Dr. Hobbs was elected to the Illinois State Dental Society in May 1866 and two months later traveled back to Iowa to speak at the Iowa State Dental Society conference.  In December of the same year, a paper she had presented to the state dental association was printed in the magazine Dental Times.  Lucy’s paper dealt with the uses of mallet pressure, rather than hand pressure, in the filling of cavities.

“The Mallet System” has become the prevailing system among the best operators,” Dr. Hobbs wrote.  “It needs but a few facts to show to every thinking mind, that it is the best system yet known to the profession for all ordinary fillings, as very few but can be better and more easily condensed than by hand pressure.  No proof is necessary to show that anyone can do better work, when he can give all his attention to the placing of the gold in the cavity, stand easy and natural, and have an assistant do the condensing.

“In the old way, the operator was all worn out with a few fillings.  The position was such that in most cases the strength could not be applied in the right direction, but at a great disadvantage to the operator, so that after a very few years of practice an operator was worn out ere he had arrived at any degree of perfection.  Anyone that has tried both systems, will admit that more gold can be condensed in a cavity, and of course make better filling, as it is more solid, than in any other way, being driven firmly to place by the mallet, it forms one solid mass.  

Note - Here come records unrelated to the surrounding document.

PR #5788, opened 2024-09-01
process-compose: add module

dudeofawesome:
### Description

Adding a module to configure [process-compose](https://f1bonacc1.github.io/process-compose/).

### Checklist

    ```
    {component}: {description}

    {long description}
    ```


dudeofawesome:
@rycee Not sure if you're the right person to ping, but wanted to make sure this was seen.

modules/programs/process-compose.nix
```diff
@@ -0,0 +1,83 @@
...
+      '';
+    };
+  };
+
+  config = mkIf cfg.enable {
+    home = {
+      packages = [ cfg.package ];
+
+      file.process-compose-settings = {
+        enable = !builtins.isNull cfg.settings;
```
teto, line 63: `!= null` might be shorter

modules/programs/process-compose.nix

“Let the gold be used in any form you choose. It can be better condensed with the mallet than with the hand.  The human operator will give it a fair trial.  For there are none but are well aware that it requires strong nerves to endure the hand pressure, without some manifestation of suffering, but with the mallet, I have known the patient to sleep, when the operation was long, thus showing that it was not very unpleasant.”

During her time in Chicago, Lucy met a Civil War veteran named James Myrle Taylor.  He worked for the Chicago and North Western Railway in the maintenance shop.  The couple were married in 1867, and soon after, James became Lucy’s apprentice.  In December 1867, the newlyweds moved to Lawrence, Kansas.  The city was flush with an infusion of new residents, and dentists were in demand.  James transitioned from apprentice to dentist, and the Taylors operated their lucrative practice together.  Lucy took the women and children patients while James dealt with the men.

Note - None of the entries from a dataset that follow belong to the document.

PR #5789, opened 2024-09-01
sesh: add module

michaelvanstraten:
### Description

Sesh is a CLI that helps you create and manage tmux sessions quickly and easily using zoxide. See https://github.com/joshmedeski/sesh for more.

### Checklist

    ```
    {component}: {description}

    {long description}
    ```

### DIFF
--- a/modules/programs/sesh.nix
+++ b/modules/programs/sesh.nix
@@ -1,0 +1,86 @@
+{ pkgs, lib, config, ... }:
+
+let
+  inherit (lib) mkEnableOption mkIf mkMerge mkOption mkPackageOption types;
+
+  cfg = config.programs.sesh;
+  tomlFormat = pkgs.formats.toml { };
+in {
+  meta.maintainers = [ lib.hm.maintainers.michaelvanstraten ];
+
+  options.programs.sesh = {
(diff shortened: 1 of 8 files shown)


michaelvanstraten:
@KostaGorod, could you review this?

KostaGorod (approved):
:3 @michaelvanstraten once conflicts resolved lemme know

michaelvanstraten:
:ping @KostaGorod

modules/programs/sesh.nix
```diff
@@ -0,0 +1,72 @@
+{ pkgs, lib, config, ... }:
+with lib;
```
khaneliman, line 2:
```suggestion
```

bbigras:
Did you folks consider using `--icons` with `sesh list` by default?

cronyakatsuki:
> Did you folks consider using `--icons` with `sesh list` by default?

Same thought, using` --icons` by default or adding an option for allowing icons would be nice, also the preview window in fzf which is very useful in some cases.

michaelvanstraten:
> Did you folks consider using `--icons` with `sesh list` by default?

No, sorry. I did not know about it when adding the module. I will make a PR to add it as a default.

Thank you for pointing it out.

Both doctors had busy lives outside their work.  They were involved in various charitable organizations and active in the state dental society.  They lived in a magnificent home with elaborate fountains and lush gardens where numerous weddings and anniversary celebrations were often held.

Dr. James Taylor passed away on December 14, 1886, after suffering from a long illness.  Dr. Lucy Hobbs Taylor continued to see patients but spent the majority of her time with civic activities, including fighting for the cause of women’s suffrage.

Lucy suffered a paralytic stroke on August 17, 1910.  Friends found her on the floor of one of the rooms of her home, and a doctor was immediately called to the scene.  Her recovery was slow, and her entire right side was paralyzed, but physicians believed her condition would improve with time.  Sadly, Dr. Taylor never overcame the effects of the stroke and died following a cerebral hemorrhage on October 3, 1910, at the age of seventy-seven.

Historical markers honoring Dr. Lucy Hobbs Taylor have been erected at her place of birth in Franklin County, New York, and in Lawrence, Kansas, where she practiced dentistry for more than thirty years.

At the time of Dr. Taylor’s death, there were more than a thousand women dentists practicing in the United States.